El Poder Judicial contará con varias comisiones que trabajarán diversas propuestas como parte de la reforma de este poder del Estado. (Foto: USI)
El Poder Judicial contará con varias comisiones que trabajarán diversas propuestas como parte de la reforma de este poder del Estado. (Foto: USI)
Juan Monroy

Ahora que la sociedad del desencanto nos muestra un ángulo
de sus miserias, ni siquiera el aniversario patrio alcanza para mitigar la desazón. Sin embargo, antes de que el “pueblo”, esa invención de la historia política contemporánea, exija destruir nuestro sistema de solución de conflictos, resulta prudente informarnos. Solo así podremos opinar o actuar.

Aunque por breve tiempo, un Estado democrático puede funcionar sin Congreso y aun sin Jurado Nacional de Elecciones. En la mayor parte de nuestra vida republicana no hemos tenido Tribunal Constitucional
ni Consejo Nacional de la Magistratura. Sin embargo, salvo el aciago 1881 cuando don Juan Antonio Ribeyro, presidente de la Corte
Suprema, se negó a impartir justicia con el invasor dentro, nuestro sistema de justicia ha funcionado sin interrupciones.

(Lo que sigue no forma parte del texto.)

PR #578, opened 2022-02-24
test: add end to end tests for subscriptions

ssvegaraju:
Issue #, if available:

Description of changes:
Added end to end tests for empty notification and id notification scenarios. Tested using `yarn int-test` and making sure that the notification table and output looked as expected through the AWS Console.

Checklist:

### DIFF
--- a/integration-tests/subscriptions.test.ts
+++ b/integration-tests/subscriptions.test.ts
@@ -9,7 +9,7 @@ import { AxiosInstance } from 'axios';
 import { v4 } from 'uuid';
 import waitForExpect from 'wait-for-expect';
 import { SubscriptionsHelper } from './SubscriptionsHelper';
-import { getFhirClient, randomSubscription } from './utils';
+import { getFhirClient, randomSubscription, sleep } from './utils';
 
 jest.setTimeout(700_000);
 
@@ -74,11 +74,12 @@ if (SUBSCRIPTIONS_ENABLED === 'true') {
                 const subResource = randomSubscription(uuid);
                 const postResult = await client.post('Subscription', subResource);
                 expect(postResult.status).toEqual(201);
-                // post matching resource on another tenant
+                // post matching resource on another tenant, waiting 1 minute for subscription to enable
+                await sleep(60_000);
                 const postPatientResult = await clientAnotherTenant.post('Patient', resourceThatMatchesSubscription);
                 expect(postPatientResult.status).toEqual(201);
-                // give 2 minutes for notification to be placed in ddb table
-                await new Promise((r) => setTimeout(r, 120_000));
+                // give 1 minute for notification to be placed in ddb table
+                await sleep(60_000);
                 // make sure no notification was receieved for first tenant
                 const notifications = await subscriptionsHelper.getNotifications(
                     `${uuid}/Patient/${postPatientResult.data.id}`,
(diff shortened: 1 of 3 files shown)


integration-tests/subscriptions.test.ts
```diff
@@ -86,6 +86,90 @@ if (SUBSCRIPTIONS_ENABLED === 'true') {
                 expect(notifications).toEqual([]);
             });
         }
+
+        test('end to end test with id notifications', async () => {
+            const uuid = v4();
+            const subResource = randomSubscription(uuid);
+            // 1. Create a Subscription.
```
carvantes, line 125: Can you add line breaks before each numbered step? It would make the test much more readable

integration-tests/subscriptions.test.ts
```diff
@@ -86,6 +86,90 @@ if (SUBSCRIPTIONS_ENABLED === 'true') {
...
+            const postSubscriptionResult = await client.post('Subscription', subResource);
+            expect(postSubscriptionResult.status).toBe(201);
+            // 2. Create/Update a resource that matches the subscription.
+            const postPatientResult = await client.post('Patient', resourceThatMatchesSubscription);
+            expect(postPatientResult.status).toEqual(201);
+            // 3. Verify that notifications are received
+            // give 2 minutes for notification to be placed in ddb table
```
carvantes: actually we need to wait one minute after creating the subscription but BEFORE posting the Patient that matches the subscription.(otherwise the Subscription may not be enabled yet due to caching)

I think that this needs to be fixed on tenant isolation tests as well

integration-tests/subscriptions.test.ts
```diff
@@ -86,6 +86,90 @@ if (SUBSCRIPTIONS_ENABLED === 'true') {
...
+            await new Promise((r) => setTimeout(r, 120_000));
```
carvantes: This is used several times, It'd be better to declare this helper function once. 
You can move an existing `sleep` fn to test utils and then use it everywhere: https://github.com/awslabs/fhir-works-on-aws-deployment/blob/f122394c3f06ff380b51cbb513dc92f83a49347c/integration-tests/bulkExport.test.ts#L12

integration-tests/subscriptions.test.ts
```diff
@@ -86,6 +86,90 @@ if (SUBSCRIPTIONS_ENABLED === 'true') {
...
+            // make sure notification was receieved
+            let notifications = await subscriptionsHelper.getNotifications(`/${uuid}`);
+            expect(notifications).not.toEqual([]);
+            expect(notifications[0].httpMethod).toEqual('POST');
+            expect(notifications[0].body).toBeNull();
+            // get resources updated within three minutes ago
+            // now we search for our patient to make sure it was updated correctly
+            const searchResult = await client.get(
+                `${subResource.criteria}&_lastUpdated=gt${new Date(new Date().getTime() - 180_000).toISOString()}`,
+            );
```
carvantes: Not really needed. There are other existing tests for update/search

integration-tests/subscriptions.test.ts
```diff
@@ -86,6 +86,90 @@ if (SUBSCRIPTIONS_ENABLED === 'true') {
...
+            // 3. Verify that notifications are received
+            // give 2 minutes for notification to be placed in ddb table
+            await new Promise((r) => setTimeout(r, 120_000));
+            // make sure notification was receieved
+            let notifications = await subscriptionsHelper.getNotifications(
+                `/${uuid}/Patient/${postPatientResult.data.id}`,
+            );
+            expect(notifications).not.toEqual([]);
+            expect(notifications[0].httpMethod).toEqual('PUT');
+            expect(notifications[0].body).toBeNull();
```
carvantes: This would be faster using `waitForExpect`. That way you don't need to wait an entire minute.

Also, can you assert that the headers match?

integration-tests/subscriptions.test.ts
```diff
@@ -86,6 +86,90 @@ if (SUBSCRIPTIONS_ENABLED === 'true') {
...
+            // 4. Delete the Subscription
+            const deleteSubscriptionResult = await client.delete(`Subscription/${postSubscriptionResult.data.id}`);
+            expect(deleteSubscriptionResult.status).toEqual(200);
+            await new Promise((r) => setTimeout(r, 120_000));
```
carvantes: This wait can be only 1 minute

integration-tests/subscriptions.test.ts
```diff
@@ -86,6 +86,90 @@ if (SUBSCRIPTIONS_ENABLED === 'true') {
...
         }
+
+        test('end to end test with id notifications', async () => {
+            const uuid = v4();
+            const subResource = randomSubscription(uuid);
+            // 1. Create a Subscription.
+            const postSubscriptionResult = await client.post('Subscription', subResource);
+            expect(postSubscriptionResult.status).toBe(201);
+            // 2. Create/Update a resource that matches the subscription.
+            const postPatientResult = await client.post('Patient', resourceThatMatchesSubscription);
```
carvantes: We need to test Update as well.

integration-tests/subscriptions.test.ts
```diff
@@ -86,6 +86,90 @@ if (SUBSCRIPTIONS_ENABLED === 'true') {
...
+            });
+            expect(updatePatientResult.status).toEqual(200);
+            // test create:
+            const postAnotherPatientResult = await client.post('Patient', resourceThatMatchesSubscription);
+            expect(postAnotherPatientResult.status).toEqual(201);
+            // 6. Verify that notifications are no longer being sent
+            await new Promise((r) => setTimeout(r, 120_000));
+            notifications = await subscriptionsHelper.getNotifications(`/${uuid}/Patient/${postPatientResult.data.id}`);
+            // we still have the one notification from earlier in the test, but no more
+            expect(notifications.length).toEqual(1);
```
carvantes: I think that we also need to lookup notifications for `postAnotherPatientResult.data.id` and make sure that there are none.

integration-tests/subscriptions.test.ts
```diff
@@ -86,6 +86,90 @@ if (SUBSCRIPTIONS_ENABLED === 'true') {
...
+        });
+
+        test('end to end test with empty notifications', async () => {
```
carvantes, line 188: There's a lot of repeated code for this test. I suggest ending this test at `// 3. Verify that notifications are received`.

There isn't any specific deletion behavior for empty notifications. It's ok for the test to only focus on asserting the contents of an "empty notification".

carvantes (changes requested):
Looks good. There are several minor changes to be made. 

Also, can you add tests for Subscription validation? those ones are easy, just post invalid Subscriptions (non-allowlisted endpoint, unsupported channel, invalid criteria) and assert that you get a 400 error

integration-tests/subscriptions.test.ts
```diff
@@ -65,27 +74,146 @@ if (SUBSCRIPTIONS_ENABLED === 'true') {
...
+                response: { status: 400 },
+            });
+
+            // test for unsupported channel types (email, sms, and websocket)
+            subResource = randomSubscription(v4());
+            subResource.channel.type = 'email';
+            await expect(client.post('Subscription', subResource)).rejects.toMatchObject({
+                response: { status: 400 },
+            });
+            subResource.channel.type = 'SMS';
```
carvantes: this needs to be `sms` (case sensitive). Make sure that you are using the codes as they appear on https://fhir-ru.github.io/valueset-subscription-channel-type.html#expansion across this tests

Here you are getting a 404 because 'SMS' is an invalid code, so the validator (either HAPI or JSON schema) reject it, but what we want to test is the custom logic we wrote to reject valid channels that we don't support

integration-tests/subscriptions.test.ts
```diff
@@ -65,27 +74,146 @@ if (SUBSCRIPTIONS_ENABLED === 'true') {
...
+            });
+            expect(updatePatientResult.status).toEqual(200);
+
+            // 3. Verify that notifications are received
+            await waitForExpect(
+                async () => {
+                    const notifications = await subscriptionsHelper.getNotifications(
+                        `/${uuid}/Patient/${postPatientResult.data.id}`,
+                    );
+                    expect(notifications).not.toEqual([]);
```
carvantes: you can remove this line. The `length` check on the next line is sufficient

integration-tests/subscriptions.test.ts
```diff
@@ -65,27 +74,146 @@ if (SUBSCRIPTIONS_ENABLED === 'true') {
...
+                    expect(notifications.length).toEqual(2); // one for create, one for update
+                    expect(notifications[0].httpMethod).toEqual('PUT');
+                    expect(notifications[0].body).toBeNull();
+                    expect(notifications[0].headers).toHaveProperty('x-api-key', SUBSCRIPTIONS_API_KEY);
```
carvantes, line 149: for completeness, can you also make this assertions for `notifications[1]`?

integration-tests/subscriptions.test.ts
```diff
@@ -65,27 +74,146 @@ if (SUBSCRIPTIONS_ENABLED === 'true') {
...
+            expect(updatePatientResult.status).toEqual(200);
+
+            // 3. Verify that notifications are received
+            await waitForExpect(
+                async () => {
+                    const notifications = await subscriptionsHelper.getNotifications(`/${uuid}`);
+                    expect(notifications).not.toEqual([]);
+                    expect(notifications[0].httpMethod).toEqual('POST');
+                    expect(notifications[0].body).toBeNull();
+                    expect(notifications[0].headers).toHaveProperty('x-api-key', SUBSCRIPTIONS_API_KEY);
```
carvantes, line 213: Same as above, let's assert the same for `notifications[1]`

integration-tests/subscriptions.test.ts
ssvegaraju: Gotcha, I've updated the test to the correct spelling and also updated websocket to match the standard as well.

carvantes (approved):
🚀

Aun asumiendo que una causa de nuestras desdichas sea que el sistema judicial funciona mal, sin él sería el comienzo del fin. ¿Por qué es indispensable? Porque tutela el ordenamiento jurídico (los patrones de conducta que prescriben derechos, obligaciones, deberes, y facultades con las que establecemos relaciones jurídicas
cotidianamente). Si este ordenamiento no se cumple espontáneamente, necesitamos del sistema judicial. De hecho, la sola existencia y autoridad de este último es importante, en tanto la confianza pública que transmite podría inhibir los incumplimientos. Por eso es una desgracia que funcione mal. Como nuestra vida en sociedad depende de ello, conozcamos su estado.

El sistema judicial peruano no está en crisis porque jamás ha estado bien. Por ejemplo, nuestra primera ley de organización judicial está
fechada varias décadas después de ser república. Sin embargo, antes de que la frustración de sentirnos burlados por lo que viene ocurriendo nos impulse a ejecutar actos de degradación sobre jueces y funcionarios probos, que existen y son mayoría, recordemos algunos datos.

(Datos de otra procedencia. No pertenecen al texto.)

Issue #624, opened 2022-05-13
[Feature Request] Log when express server is started and stopped


Zambonilli:
**Is your feature request related to a problem? Please describe.**
Trying to debug when new instances of our fhirServer lambda are started and stopped is currently only possible by doing fuzzy back of the napkin math on the lambda's concurrent executions graph. This is problematic when trying to figure out definitively when shared state in the process has been created or released. For example, we have connections in a shared HTTP connection pools to services that require authenticated connections. However, we lack visibility into when our lambdas are being restarted and it's hard to definitively answer the question, "are we thrashing service xyz's authentication process right now?"

**Describe the solution you'd like**
Application log message when the express.js server is started and stopped so we can create log insight reports of starts and stops.

**Describe alternatives you've considered**
Using the Concurrent Executions metric and reporting to get a general idea.

**Additional context**
Happy to do the PR here.

ssvegaraju:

1. No hay año en que el Poder Judicial haya recibido más del 1.5% del Presupuesto General de la República. Su importancia social,
entonces, es inversamente proporcional a la concedida por cualquier gobierno.

2. Más del 40% de los locales donde se imparte justicia son alquilados. Hay jueces expuestos a un desalojo en cualquier momento.

3. La primera década de este siglo fue de bonanza económica. A pesar de los óptimos ingresos fiscales –el número de nuevos millonarios
triplicó al de nuevos locales judiciales o centros de salud–, el desinterés del Estado en el funcionamiento de sus servicios básicos,
entre ellos el judicial, fue grosero.

4. En el 2008 el Gobierno consideró indispensable firmar el TLC con Estados Unidos. Para ello, reformó algunos ordenamientos procesales y refaccionó algunos locales. Fueron cambios para mostrar que los procesos con contenido patrimonial serían más expeditivos y así incentivar los negocios. A esa fecha, había diecisiete juzgados comerciales pero solo diez constitucionales, lo que confirma el interés político de privilegiar lo económico sobre los derechos fundamentales.
Es decir, importa el judicial en tanto satisface intereses de grupo o personales.

Nada de lo descrito pretende justificar o siquiera explicar lo acontecido en estos días. No es posible hacerlo con lo que no tiene nombre. Sin embargo, debe servir para cuando se proponga la reconstrucción del sistema.

Hay cambios inmediatos y de perspectiva. La reforma de la enseñanza jurídica y el acceso de los mejores cuadros de egresados a la judicatura, por ejemplo, son indispensables pero tomarán tiempo. Dignificar su infraestructura o modificar técnicas coloniales de actuación de la “curia”, en cambio, deben hacerse ya. Por ejemplo, el novísimo Código Procesal Penal –siguiendo al derogado– regula la publicación de las sentencias de condena. Publicarlas es leerlas íntegramente en audiencia. Pero también se notifican, que es entregar la resolución al interesado o a su abogado. Siendo así, ¿para qué se leen sesenta páginas?, ¿qué se afecta si se suprime la lectura de la sentencia y de otros actos que luego son notificados? Los juzgados o salas penales emplearían mejor cientos de horas si se derogara esta inútil norma.

El Judicial fue controlado por el poder venal la última década del siglo pasado. Como esto podría estar ocurriendo también ahora, la desgracia nos da una nueva oportunidad, una paradoja que nos exige solidaridad con nuestras instituciones. Si cada quien hace lo que le corresponde –informarse, denunciar, proponer–, este drama social no se convertirá en cíclico.